Junior Minister for Trade and Economic Development of the British Virgin Islands
- Incumbent
- Assumed office 26 November 2019
- Preceded by: Sharie de Castro

Member of the House of Assembly of the British Virgin Islands
- Incumbent
- Assumed office 25 February 2019

Personal details
- Party: Virgin Islands Party

= Shereen Flax-Charles =

British Virgin Islands politician

Shereen D. Flax-Charles is a British Virgin Islands politician. She is an At-large representative for the House of Assembly of the British Virgin Islands, a position that she has held since the 2019 general election. She is the current Junior Minister for Trade and Economic Development.

== Early life ==
Flax-Charles is the daughter of Norma and Andy Flax, who own the Fischer's Cove Beach Hotel in Virgin Gorda. Her sister, Sharon P. Flax-Brutus, serves as director of tourism for the British Virgin Islands and her niece, Sasha D. A. Flax, is the Sister Island coordinator. She is a calypsonian who goes by the name Queen Shereen and signs for the band "It's a Secret". She was the first runner-up in the Calypso Monarch competition in both 2015 and 2016. She worked for nearly twenty years as Sister Islands Tourism Development Manager and Projects Manager for the BVI Tourist Board.

== Political career ==
Flax-Charles was first elected to the House of Assembly of the British Virgin Islands on 25 February 2019. She ran as one of four candidates from the Virgin Islands Party (VIP) to be an At-large representative. She campaigned on a promise to focus on youth development, affordable housing, clean energy and providing accommodations for people with special needs. She has supported the call for a new constitutional review and has pledged her commitment to the Sister Islands. She was the first female legislator from Virgin Gorda. Alongside Vincent Wheatley, she was also part of only the second set of legislators from the Sisters Islands to serve in the House of Assembly concurrently, the first set being Ralph T. O'Neal and Reeial George. She is also one of three women in the legislator, alongside Alvera Maduro-Caines and Sharie de Castro, for the first time ever.

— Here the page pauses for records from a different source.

PR #2130, opened 2020-06-17
Implement sleep function for SPI peripheral

XuGuohui:
This PR implements the `hal_spi_sleep()` API to assist in implementing the ultra-low power mode.

---

### Completeness

- [ ] Added documentation


hal/src/stm32f2xx/spi_hal.c
```diff
@@ -618,7 +624,22 @@ static void spiOnSelectedHandler(void *data) {
...
+    if (spiState[spi].select_user_callback) {
+        spiState[spi].select_user_callback(state);
+    }
+}
+
+int hal_spi_sleep(hal_spi_interface_t spi, bool sleep, void* reserved) {
+    if (sleep) {
+        CHECK_TRUE(hal_spi_is_enabled(spi), SYSTEM_ERROR_NONE);
+        CHECK_FALSE(spiState[spi].suspended, SYSTEM_ERROR_NONE);
+        hal_spi_transfer_dma_cancel(spi);
```
avtolstoy, line 636: This seems different from Gen 3 implementation where we wait for the transfer to complete. Let's set on a single behavior between platforms.

user/tests/wiring/spi_master_slave/spi_master/spi_master.cpp
```diff
@@ -23,10 +23,12 @@
 
 #if (USE_SPI == 0 || USE_SPI == 255) // default to SPI
 #define MY_SPI SPI
+#define MY_SPI_IF HAL_SPI_INTERFACE1
```
avtolstoy, line 26: Nit: or alternatively add a method to look it up from `SPIClass`.

user/tests/wiring/spi_master_slave/spi_master/test.mk
```diff
@@ -34,4 +34,9 @@ USE_CS_VAL=255
 endif
 
 CFLAGS += -DUSE_SPI=${USE_SPI_VAL} -DUSE_CS=${USE_CS_VAL}
-CXXFLAGS += -DUSE_SPI=${USE_SPI_VAL} -DUSE_CS=${USE_CS_VAL}
\ No newline at end of file
+CXXFLAGS += -DUSE_SPI=${USE_SPI_VAL} -DUSE_CS=${USE_CS_VAL}
+
+ifeq ("${SPI_SLEEP}","y")
```
avtolstoy, line 39: I would argue that testing this functionality should be enabled by default and there shouldn't be a conditional at all.

user/tests/wiring/spi_master_slave/spi_slave/test.mk
```diff
@@ -34,4 +34,9 @@ USE_CS_VAL=255
 endif
 
 CFLAGS += -DUSE_SPI=${USE_SPI_VAL} -DUSE_CS=${USE_CS_VAL}
-CXXFLAGS += -DUSE_SPI=${USE_SPI_VAL} -DUSE_CS=${USE_CS_VAL}
\ No newline at end of file
+CXXFLAGS += -DUSE_SPI=${USE_SPI_VAL} -DUSE_CS=${USE_CS_VAL}
+
+ifeq ("${SPI_SLEEP}","y")
```
avtolstoy, line 39: Same here.

hal/src/stm32f2xx/spi_hal.c
avtolstoy: I'd argue that when going to sleep we should wait instead in order not to leave the remote peripheral with an unfinished transfer and inconsistent data.

Also endless loop. `dma_aborted` is normally `0` and `hal_spi_transfer_dma_cancel()` will not do anything if there is not an ongoing transfer.

hal/src/nRF52840/spi_hal.cpp
```diff
@@ -412,108 +418,129 @@ void HAL_SPI_Info(HAL_SPI_Interface spi, hal_spi_info_t* info, void* reserved) {
...
 
     return 0;
 }
 
-int32_t HAL_SPI_Acquire(HAL_SPI_Interface spi, const HAL_SPI_AcquireConfig* conf) {
+int hal_spi_sleep(hal_spi_interface_t spi, bool sleep, void* reserved) {
+    if (sleep) {
+        CHECK_TRUE(hal_spi_is_enabled(spi), SYSTEM_ERROR_NONE);
+        hal_spi_transfer_dma_cancel(spi);
+        while (spiMap[spi].transmitting);
```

Flax-Charles was assigned as the Junior Minister for Tourism following the election. On 26 November 2019, she was reassigned as Junior Minister for Trade and Economic Development, an appointment that was effective the previous day. As a result of the 2021 Commission of Inquiry report, Natalio Wheatley proposed a new Cabinet, comprising ministers from all three major political parties. The new Unity Government was sworn in on 5 May 2022, with Flax-Charles retaining her portfolio as Junior Minister for Trade and Economic Development.

== Personal life ==
Her husband is Lilly Walter-Charles and she has three children.